Category : Artificial Intelligence, Developer Tools, Machine Learning
Domain : Machine Learning
Founders : Ameet Talwalkar, Evan Sparks, Neil Conway
Established : 2017
Operating Status : Active
Funding status : Not Disclosed
Website : determined.ai
Country : San Francisco, California, United States
Latest in News: Company nabs $11M Series A to democratize AI development
Determined AI is an early stage machine learning technology company that revolutionizes the way deep models are trained and deployed and reduces time-to-market by increasing developer productivity, improving resource (GPU) utilization, and reducing risk.
The company will interact with their customers daily to learn more about their data sets, modeling problems, and infrastructure, to help them with our product, and to improve our product offering.
The company takes a pragmatic, results-driven approach to deep learning, with a goal of dramatically improving the productivity of deep learning developers. They believe in best ideas can come from anyone and anywhere, and we have to be humble enough to listen for them and they believe in open communication and transparency in process and priorities.
Auto ML platform simplifies the entire deep learning workflow from data management to model training and deployment and manage heterogeneous hardware and optimize your GPU resource utilization.

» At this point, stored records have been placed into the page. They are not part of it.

PR #2754, opened 2023-01-05
Fix naming collisions for Selection and ParentType

### LINKED ISSUE #2708: Naming collision with Selection type from apollo
## Bug report

In our schema we have an enum defined as `Selection` and in the generated files the `Selection` type for `__selections` is not namespaced with `Apollo.` This is causing a name conflict and our code does not compile. There is no workaround for this as I cannot request a server change for something like this.

## Versions

- Xcode version: 14.1
- Swift version: 5.7
- Package manager: Cocoapods 1.11.3

## Steps to reproduce

To reproduce this you will have to use a scheme that defines `Selection` as an enum type

## Further details

Nothing more to add here.
Screen Shot 2022-12-07 at 12 47 33 PM

AnthonyMDev:
Fixes #2708


calvincestari (approved):
LGTM! 🚀

PR #2755, opened 2023-01-05
Adds disallowed names to schema namespace validation

### LINKED ISSUE #2664: Namespace collision when using Schema for schemaName
## Bug report

When you pass `schema` for `schemaName` to generate types using the `swiftPackageManager` , the generated code will not compile because the generated module collides with an Apollo `Schema` type. It would be great if we document invalid `schemaName` values somewhere or use explicit namespacing in Apollo to avoid this.

## Versions

- Xcode version: 14.0.1
- Swift version: 5.7
- Package manager: SPM

## Steps to reproduce

1. Generate code using the `swiftPackageManager` module type using `schema` for `schemaName`
2. Add generated Swift Package to target
3. Attempt to build project
4. Observe error

calvincestari:
Fixes #2664 

* Repurposes the `schemaNameConflict` error to be more a more general purpose type collision error
* Adds logic to validate the given schema namespace name against a new list of disallowed names

### DIFF
--- a/Sources/ApolloCodegenLib/ApolloCodegen.swift
+++ b/Sources/ApolloCodegenLib/ApolloCodegen.swift
@@ -38,8 +38,8 @@ public class ApolloCodegen {
           """
       case let .schemaNameConflict(name):
         return """
-          Schema name \(name) conflicts with name of a type in your GraphQL schema. Please \
-          choose a different schema name. Suggestions: \(name)Schema, \(name)GraphQL, \(name)API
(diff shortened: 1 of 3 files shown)


AnthonyMDev (approved):
Perfect! Thank you!

AnthonyMDev:
Are there any other obvious Schema names we want to disallow? I don't think any others should be problematic off the top of my head?

Actually `Fragments` may or may not be? Kinda an odd name to use, but I think it would cause the same compilation error possibly?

AutoML at scale – Deliver quality models in less time like, Automatic data-parallel distributed training, Data access accelerator, TensorFlow, Keras, or PyTorch support, State-of-the-art hyperparameter and neural architecture search and Push-button transfer learning and retraining.
The Seamless infrastructure – Optimize resource utilization and ensure experiment reliability like, Efficient scheduling and execution of experiments, Share GPU resources on premises, in the cloud, or both, Run on bare metal, and in Kubernetes and Fault-tolerant training.
Experiment tracking – Enables reproducibility and collaboration like, Reproducible, containerized training, Label and share experiments, Integrated metrics capture and model version management, Multi-tenancy in a shared infrastructure and Real-time experiment metrics visualization.
Model deployment optimization – Ensures model deployability and reduce time-to-market like, Automated architecture search for the edge, cloud, and mobile, Simulate inference speed on deployment hardware, Containerized deployment in a single click and Explore models with deployment constraints.
Artificial Intelligence development in Deep learning involves a highly iterative process where data scientists build models and test them on GPU-powered systems until they get something they can work with. The company heads with a new startup that changes by making the process faster, cheaper and more efficient and announced an earlier $2.6 million seed round from 2017, for a total $13.6 million raised to date.